PR #6991, opened 2020-07-10
Fix Fusion Bolt + Fusion Flare interaction when the first move fails.

jmclemo6:
Fixes https://github.com/smogon/pokemon-showdown/projects/3#card-25870231

### DIFF
--- a/data/scripts.ts
+++ b/data/scripts.ts
@@ -96,7 +96,7 @@ export const BattleScripts: BattleScriptsData = {
 			pokemon.side.zMoveUsed = true;
 		}
 		const moveDidSomething = this.useMove(baseMove, pokemon, target, sourceEffect, zMove, maxMove);
-		this.lastSuccessfulMoveThisTurn = moveDidSomething ? this.activeMove : null;
+		this.lastSuccessfulMoveThisTurn = moveDidSomething ? this.activeMove && this.activeMove.id : null;
 		if (this.activeMove) move = this.activeMove;
 		this.singleEvent('AfterMove', move, null, pokemon, target, move);
 		this.runEvent('AfterMove', pokemon, target, move);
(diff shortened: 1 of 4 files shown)


Zarel:
Nice, thanks!

data/scripts.ts
```diff
@@ -96,6 +96,7 @@ export const BattleScripts: BattleScriptsData = {
 			pokemon.side.zMoveUsed = true;
 		}
 		const moveDidSomething = this.useMove(baseMove, pokemon, target, sourceEffect, zMove, maxMove);
+		this.lastSuccessfulMoveThisTurn = moveDidSomething ? this.activeMove && this.activeMove.id : null;
```
urkerab, line 99: Wouldn't `this.activeMove?.id` have worked here?

jmclemo6: `this.activeMove?.id` short circuits with a value of `undefined` if `activeMove` is nullish. Admittedly, this is my first contribution to PS in awhile, but I seemed to remember the convention being `T | null` for optional properties like this. I could go back and update the type to `T | null | undefined` and be able to use optional chaining here.

Zarel: Clearly that means it should be `(moveDidSomething && this.activeMove?.activeMove.id) || null`

jmclemo6: Eh, I personally wouldn't lean towards that as I think that's less readable then just skipping the optional chaining here, but I can make that update if people agree on it.

urkerab: Oh, it does? That's annoying. Never mind then.

Zarel: I was half-shitposting. I agree that `&&` being used for its return value is less readable than `||` being used for its return value.

PR #6992, opened 2020-07-11
Move Gallade to NUBL

KrisXV:
https://www.smogon.com/forums/threads/np-nu-stage-2-dont-start-now-gallade-banned.3666717/#post-8533561


Zarel:
Thanks!

PR #6993, opened 2020-07-11
Set global bot permissions in groupchats to bot

TheMezStrikes:
Currently, because global bots inherit from %, their groupchat jurisdiction is actually lowered to @, denying them the (valuable) addhtml permission


Zarel:
Good catch!

scheibo:
I've updated `config/config.js` on the the sim server.

PR #6999, opened 2020-07-13
Move Butterfree and Kangaskhan to PUBL

KrisXV:
https://www.smogon.com/forums/threads/pu-general-rules-tiering-and-announcements-thread.3660650/#post-8535959


Zarel:
Thanks!

PR #7001, opened 2020-07-13
Handle Gigantamaxing properly

KrisXV:


sim/team-validator.ts
```diff
@@ -569,7 +573,7 @@ export class TeamValidator {
 		const lsetProblems = this.reconcileLearnset(outOfBattleSpecies, setSources, lsetProblem, name);
 		if (lsetProblems) problems.push(...lsetProblems);
 
-		if (ruleTable.has('obtainablemisc') && outOfBattleSpecies.forme?.includes('Gmax')) {
+		if (ruleTable.has('obtainablemisc') && set.gigantamax) {
 			if (!setSources.sourcesBefore) {
 				problems.push(`${name} has an exclusive move that it doesn't qualify for (because Gmax Pokemon can only be obtained from a Max Raid).`);
```
urkerab, line 578: Well this isn't true any more is it?

KrisXV: Probably not, but I wanted to touch validation as little as possible

Zarel: I would add a flag for this so we could simulate the old behavior, for the record. But yeah, probably a separate PR.

TheImmortal:
Hmm. I'd probably rename it to ``gmaxFactor``. You can have Charmeleon and such with the Gigantamax Factor in-game which, if transformed into a Pokemon with a Gigantamax, Dynamaxes into the Gigatamax forme. Whereas if it does not have the Gigantamax Factor, it would change into the regular Dynamax.

We should be able to set Gigantamax Factor for Pokemon in the teambuilder not only for those pre-evolution cases, but because it is hackable and thus affects Hackmons.

Lusamine:
> Hmm. I'd probably rename it to `gmaxFactor`. You can have Charmeleon and such with the Gigantamax Factor in-game which, if transformed into a Pokemon with a Gigantamax, Dynamaxes into the Gigatamax forme. Whereas if it does not have the Gigantamax Factor, it would change into the regular Dynamax.

I haven't tested post-DLC but [initially when I did this test](https://www.smogon.com/forums/threads/sword-shield-battle-mechanics-research.3655528/post-8339360), GMax factor Charmander and Charmeleon transformed into a mon with GMax factor was no different from the regular Dynamax version of that mon.

TheImmortal:
> > Hmm. I'd probably rename it to `gmaxFactor`. You can have Charmeleon and such with the Gigantamax Factor in-game which, if transformed into a Pokemon with a Gigantamax, Dynamaxes into the Gigatamax forme. Whereas if it does not have the Gigantamax Factor, it would change into the regular Dynamax.
> 
> I haven't tested post-DLC but [initially when I did this test](https://www.smogon.com/forums/threads/sword-shield-battle-mechanics-research.3655528/post-8339360), GMax factor Charmander and Charmeleon transformed into a mon with GMax factor was no different from the regular Dynamax version of that mon.

Oops, yeah. I mixed up what you tested.

Zarel:
I'd consider `canGigantamax` clearer than `gigantamax`, though.

data/pokedex.ts
```diff
@@ -40,8 +40,9 @@ export const BattlePokedex: {[speciesid: string]: SpeciesData} = {
 		prevo: "Ivysaur",
 		evoLevel: 32,
 		eggGroups: ["Monster", "Grass"],
-		otherFormes: ["Venusaur-Mega", "Venusaur-Gmax"],
+		otherFormes: ["Venusaur-Mega"],
 		formeOrder: ["Venusaur", "Venusaur-Mega", "Venusaur-Gmax"],
```
Zarel, line 44: tbh I think it makes more sense to remove Gmaxes from `formeOrder` than from `otherFormes`.

Zarel: Ideally both. Maybe mark Gmax formes with `isNonstandard: "Gigantamax"`?

test/sim/team-validator.js
```diff
@@ -476,42 +476,34 @@ describe('Team Validator', function () {
...
-			{species: 'charizard-gmax', ability: 'blaze', moves: ['gmaxwildfire'], evs: {hp: 1}},
+			{species: 'charizard', ability: 'blaze', moves: ['gmaxwildfire'], evs: {hp: 1}, gigantamax: true},
 		];
 		let illegal = TeamValidator.get('gen8anythinggoes').validateTeam(team);
 		assert(illegal);
 		illegal = TeamValidator.get('gen8customgame@@@-nonexistent').validateTeam(team);
 		assert(illegal);
 	});
 
-	it('should reject Gmax Pokemon from formats with Dynamax Clause', function () {
```
Zarel, line 507: I see no reason to remove this test; I think it should be revised to `gigantamax: true` like the others.

Zarel: We should also keep some tests using the `species: '...-gmax'` format, to make sure the validator is correctly converting those to `gigantamax: true`.

KrisXV: This test is no longer necessary since the clause doesn’t have any validation on it anymore

data/pokedex.ts
KrisXV: They are literally not formes in any sense of the word, I'd rather not remove them from formeOrder because I believe the sprite project needs them (@scheibo can you confirm/deny?). The only reason they have entries in `pokedex.ts` and `formats-data.ts` is for backwards compatibility and convenience for the teambuilder and random battles.

KrisXV: I will add a `isNonstandard: "Gigantamax"` option though.

scheibo: I thought they were only added into `formeOrder` because Zarel had wanted them there (https://github.com/smogon/pokemon-showdown/pull/6669#issuecomment-626109797). Not entirely sure though, the discussion might be in #art? Shinies are not formes either and the sprite project handles them. I dont think non-formes belong in `formeOrder`.

scheibo: > I will add a isNonstandard: "Gigantamax" option though.

wait why. I specifically removed this. GIGANTAMAXES ARE NOT NONSTANDARD. please do not mark them as such

Zarel: I wanted them in `otherFormes`. My comment you linked to was specifically about a strategy to use `otherFormes` rather than having a separate `formeOrder` array. If we do have a separate `formeOrder` array, it makes sense to leave off non-formes like Gigantamaxes from it.

Zarel: Also, with this PR comes a new strategy for handling gigantamaxes that I no longer think it's necessary to have gigantamaxes in `otherFormes`. Well, you could make arguments either way, it's just not a slam-dunk anymore.

Zarel: I'm not opposed to just using `isGigantamax` as a stopgap without adding the `isNonstandard` flag.

scheibo:
To elaborate: my use case for `isNonstandard` is that I desire an easy way to filter out data which is impossible on the cartridge in a certain generation - things which are PS quirks. The `Nonstandard` type enum is deliberately vaguely named and I agree it makes no guarantees about what it is to be used for, but up until now, simply removing `isNonstandard` data is sufficient for getting rid of all the crap I don't want.

Gigantamax Moves are not handled in the standard way moves are in a game (ie not 'indexable'), so it might make sense to call them 'Nonstandard', and it seems like this is much ado about nothing because I would just need to change my filter to `isNonstandard && isNonstandard !== 'Gigantamax'`, only I imagine that is going to expand when we make up new ways things can be 'nonstandard' in the future.

I don't know if Nonstandard is the correct field for what I want to acheive, maybe it makes more sense to be able to repurpose for all sorts of non-standard behavior like gmax moves/species (though I feel its important to chose a general name for that like 'Nonindexable' or 'Nonhackable' etc, though both aren't amazing, for the reasons I espoused on discord), however, I strongly believe **there should be a trivial way to filter out data which is impossible on the cartridge in a certain generation that isn't going to be changed depending on implementation details.** Maybe a new field needs to be added for my purpose, but I think it is a very valid purpose, not just for my projects, but for any project that uses PS data and just wants to be able to work with the data Game Freak provided without having to figure out a bunch of gotchas.

KrisXV:
okay @Zarel @scheibo @TheImmortal this should be good, I'd rather tackle the moving gmax moves inside of max moves and making a new message to send to the client in separate pull requests

Zarel:
I'm confused why this wasn't `isNonstandard: "Gigantamax"`? `Custom` seems unnecessarily generic for this use-case.

Zarel:
<3

scheibo:
I approved this when it was `'Custom'`, not `'Gigantamax'`, which as I explained [above](https://github.com/smogon/pokemon-showdown/pull/7001#issuecomment-660375104) feels *way* too specific. I agree `'Custom'` is perhaps too generic, but something like `'Virtual'` or one of the other options that outlines that it is not a real concept is more desirable

Zarel:
It really shouldn't be blocked on; this PR was blocking a lot more data refactors. This merge should not be interpreted as a "final answer" for anything like that.

Your linked post doesn't say anything about "Gigantamax" being way too specific. Did you link to the wrong post?

`"Custom"` is clearly the wrong name because it's the `Nonstandard` label we use for SSB moves. I would be fine with `"Virtual"`.

Zarel:
To be more precise: I would hate `Virtual` (it's less clear/informative than `Gigantamax` and doesn't solve any of the underlying problems) but I'm willing to compromise.

TheImmortal:
I think Custom is the right label. It is data that exists in the game but isn’t Hackable. Aka data that PS only has for simplicity / ease of use.

PR #7003, opened 2020-07-14
Cross Evolution: Fix validating with the set's species

KrisXV:
Currently, a set with a banned Pokemon as the species that is named after an unbanned evolution allows the Pokemon to be used (i.e a Type: Null named "Urshifu" validates), and it shouldn't.


Zarel:
Good catch!

urkerab:
Out of interest, why doesn't the `this.validateSet` catch that case?

Zarel:
Actually, that's a good point...

PR #7265, opened 2020-08-26
Searchlogs: Fix crash

mia-pi-git:
Currently, the escaping isn't actually taken into account properly by either ripgrep or child process (not sure which), but this escapes them for a proper fix.
(also fixes a error with date searching)

### DIFF
--- a/server/chat-plugins/chatlog.ts
+++ b/server/chat-plugins/chatlog.ts
@@ -435,7 +435,9 @@ type SearchMatch = readonly [string, string, string, string, string];
 
 export const LogSearcher = new class {
 	constructRegex(str: string) {
-		const searches = str.split('+').map(term => Utils.escapeRegex(term));
+		// modified regex replace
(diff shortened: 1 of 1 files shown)


server/chat-plugins/chatlog.ts
```diff
@@ -435,7 +435,9 @@ type SearchMatch = readonly [string, string, string, string, string];
 
 export const LogSearcher = new class {
 	constructRegex(str: string) {
-		const searches = str.split('+').map(term => Utils.escapeRegex(term));
+		// modified regex replace
+		str = str.replace(/[\\^$.*?()[\]{}|]/g, '\\$&');
+		const searches = str.split('+');
```
Zarel, line 440: I don't understand what's wrong with `escapeRegex`? What's going on here?

Zarel:
I suppose I can merge now and understand later, but the removal of `Utils.escapeRegex` bothers me a lot.

Zarel:
Annika's fix makes a lot more sense to me.

PR #7266, opened 2020-08-26
Fix /unrangelock

AnnikaCodes:
This allows `/unrangelock` to actually undo rangelocks, makes it unlock all users on the IP who are _not_ locked by name (per Anubis in the staff room), as well as supporting IP ranges in `Users#findUsers`.


Zarel:
Thanks! I assume this isn't hotpatchable because of the `Users#findUsers` changes?

AnnikaCodes:
> Thanks! I assume this isn't hotpatchable because of the `Users#findUsers` changes?

`/hotpatch iptools` followed by `/hotpatch chat` will allow staff to use `/unrangelock` just fine. The change that makes users on the unlocked ranges get unlocked with the range won't be live until restart, though.

Zarel:
Good to know, thanks!

PR #7267, opened 2020-08-26
Refactor User#prevNames and User#ips to arrays

AnnikaCodes:


server/chat-plugins/thing-of-the-day.ts
```diff
@@ -156,7 +156,7 @@ class OtdHandler {
 		const nomObj = {
 			nomination: nomination,
 			name: user.name,
-			userids: Object.assign(obj, user.prevNames),
+			userids: [...user.previousIDs],
```
Zarel, line 159: iirc this is still slower than `user.previousIDs.slice()` so we might want to just use that.

Zarel:
```suggestion
			userids: user.previousIDs.slice(),
```

server/chat-plugins/trivia.ts
```diff
@@ -386,29 +386,26 @@ class Trivia extends Rooms.RoomGame {
...
-
-				const tarIps = Object.keys(tarUser.ips);
-				const ipMatch = tarIps.some(ip => (ip in user.ips));
-				if (ipMatch) return this.room.tr('You have already signed up for this game.');
+			const targetUser = Users.get(id);
+			if (targetUser) {
+				const isSameUser = (
+					targetUser.previousIDs.includes(user.id) ||
+					targetUser.previousIDs.some(tarId => user.previousIDs.includes(tarId)) ||
+					Object.keys(targetUser.ips).some(ip => (ip in user.ips))
```
Zarel, line 406: Should `.ips` also be an array?

Zarel:
Looks good other than those points!

server/chat-plugins/trivia.ts
AnnikaCodes: `User#ips` also tracks the number of connections on each IP, which _seems_ useful, but isn't actually used anywhere in public or private code. I think making it an array should be fine?

PR #7272, opened 2020-08-28
Update Instruct's longdesc

Ocean-ey:
Instruct fails for all Max moves (similarly to Z-Moves), though its current description does not reflect this.


AnnikaCodes:
@Marty-D, I believe this is your area of expertise?

Marty-D:
I was waiting on https://github.com/smogon/pokemon-showdown/pull/7036, but I guess what's another conflict for the pile, right?

Thanks @Ocean-ey, sorry for the delay. I also added the fact that it also fails on Dynamax Pokemon regardless of last move.

PR #7273, opened 2020-08-28
Make the /faq autoconfirmed more accurate

AnnikaCodes:
Per [the loginserver code](https://github.com/smogon/pokemon-showdown-client/blob/master/lib/ntbb-session.lib.php#L498), one must only _play_ a rated battle and be registered for a week to become autoconfirmed (losing or tying is OK).


Zarel:
I'd rather fix the loginserver code than this.

`WHERE userid = ?` -> `WHERE userid = ?, w != 0`?

AnnikaCodes:
OK, I opened a PR there.

PR #7276, opened 2020-08-28
Fix /unlockip

AnnikaCodes:
#7266 fixed the behavior of `/unrangelock`, but introduced another bug. As far as I can tell, `/unlockip` should unlock all  users locked by name on the IP, while `/unrangelock` should unlock all users locked by a rangelock on the IP range.

### DIFF
--- a/server/chat-commands/moderation.ts
+++ b/server/chat-commands/moderation.ts
@@ -863,6 +863,7 @@ export const commands: ChatCommands = {
 
 		for (const curUser of Users.findUsers([], [target])) {
 			if (
+				curUser &&
 				(range ? curUser.locked === '#rangelock' : !curUser.locked.startsWith('#')) &&
 				!Punishments.getPunishType(curUser.id)
 			) {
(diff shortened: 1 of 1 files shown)


server/chat-commands/moderation.ts
```diff
@@ -862,7 +862,11 @@ export const commands: ChatCommands = {
 		Punishments.savePunishments();
 
 		for (const curUser of Users.findUsers([], [target])) {
-			if (curUser.locked?.startsWith('#') && !Punishments.getPunishType(curUser.id)) {
+			if (
+				curUser &&
+				(range ? curUser.locked === '#rangelock' : !curUser.locked.startsWith('#')) &&
```
AnnikaCodes, line 867:
```suggestion
				(range ? curUser.locked === '#rangelock' : !curUser.locked?.startsWith('#')) &&
```

AnnikaCodes, line 867:
```suggestion
				(range ? curUser.locked === '#rangelock' : !curUser.locked?.startsWith('#')) &&
```

Zarel:
Thanks!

····················

Task to complete: From the listing above, pick out every line containing "allows".

Expected output:
Currently, a set with a banned Pokemon as the species that is named after an unbanned evolution allows the Pokemon to be used (i.e a Type: Null named "Urshifu" validates), and it shouldn't.
This allows `/unrangelock` to actually undo rangelocks, makes it unlock all users on the IP who are _not_ locked by name (per Anubis in the staff room), as well as supporting IP ranges in `Users#findUsers`.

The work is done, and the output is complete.